**Description of the task**
If a line in the data below holds the word "dispute", copy it.
(Beginning of Exercise materials)
PR #6391, opened 2023-07-21
op-e2e: Add tests with two op-challenger instances completing the entire dispute game.

ajsutton:
**Description**

Adds e2e tests to confirm an alphabet dispute game with two op-challengers will always resolve in favour of the correct alphabet.

Fixes some confusion around what the absolute pre-state is for the alphabet VM and when the pre-image should be used vs the hashed claim. As part of this switched to always using a hard coded hex value for the absolute pre-state so it's easy to see what the value should be and compare to what's actually included in the transaction.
(End of Exercise materials)
**Answer**
op-e2e: Add tests with two op-challenger instances completing the entire dispute game.
Adds e2e tests to confirm an alphabet dispute game with two op-challengers will always resolve in favour of the correct alphabet.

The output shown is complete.